在数据集中创建一个新的变量，使按年计算的工资单标准化。

for y, year in wtable.groupby('yearID'):

  deviation = year['total_payroll'].std()
  avg = year['total_payroll'].mean()
  for x, team in year.groupby('teamID'):
    wtable.loc[(wtable['yearID'] == y) & (wtable['teamID'] == x),'standard_payroll'] = (team['total_payroll'] - avg) / deviation

wtable.drop("cut", axis=1, inplace=True)
wtable

运行结果

我用这个新的工资标准再画一遍上面5个时间段的图，运行效果有5张图，为了方便我这里只展现出来其中一张。

wtable['cut'] = pandas.cut(wtable['yearID'], [1990, 1995, 2000, 2005, 2010, 2015], right = False)
start = 1990

for i, section in wtable.groupby('cut'):

  pays = []
  wins = []
  teams = []
  for t, team in section.groupby('teamID'):
    pays.append(team['standard_payroll'].mean())
    wins.append(team['winning_percentage'].mean())
    teams.append(t)

  fig, ax = plt.subplots()
  ax.scatter(pays, wins)
  plt.title("Payroll vs. Wins for Years: " + str(start) + " to " + str(start + 5))
  

  for j, name in enumerate(teams):
    ax.annotate(name, (pays[j], wins[j]))

  x, y = polyfit(pays, wins, 1)
  plt.plot(pays, np.multiply(y, pays) + x)
  start = start + 5
  plt.show()

效果图

接下来制作一个获胜百分比(y轴)与标准化工资(x轴)的散点图。

fig, ax = plt.subplots()
for i, team in win_pay_table.groupby('teamID'):
  ax.scatter(team['standard_payroll'], team['winning_percentage'], label = i)
plt.title("The expected winrate of a team with standard payroll is 49.98%,and teams increase 2.5% wins for every 1 standard units of payroll")

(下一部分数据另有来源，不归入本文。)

PR #1279, opened 2023-02-03
Feature/1268 accordion blockqoute

### LINKED ISSUE #1268: DocumentHandler - Accordion option for blockqoute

x, y = polyfit(win_pay_table['standard_payroll'], win_pay_table['winning_percentage'], 1)
plt.plot(win_pay_table['standard_payroll'], np.multiply(y, win_pay_table['standard_payroll']) + x)
print("y = "+str(round(y, 2))+"x + "+str(round(x, 2)))

plt.show()

创建一个新的字段来计算每个团队的支出效率

for i, year in win_pay_table.groupby('yearID'):
  for j, team in year.groupby('teamID'):
    result = 2.53 * team['standard_payroll'] + 49.98
    payment = team['winning_percentage'] / result
    win_pay_table.loc[(win_pay_table['yearID'] == i) & (win_pay_table['teamID'] == j),'efficiency'] = payment

efficiency = win_pay_table.pivot(index = 'yearID', columns = 'teamID', values = 'efficiency')

teams = ['OAK', 'BOS', 'NYA', 'ATL', 'TBA']
for x in teams:
  plt.plot(efficiency[x])

plt.show()

效果图

通过以上数据分析和关系图，我们可以得出在2000-2005年间，OAK团队的效率最高。随着工资的增加，通常大多数球队的胜率会增加很多。球员薪资是一个非常重要的因素去发展一个团队。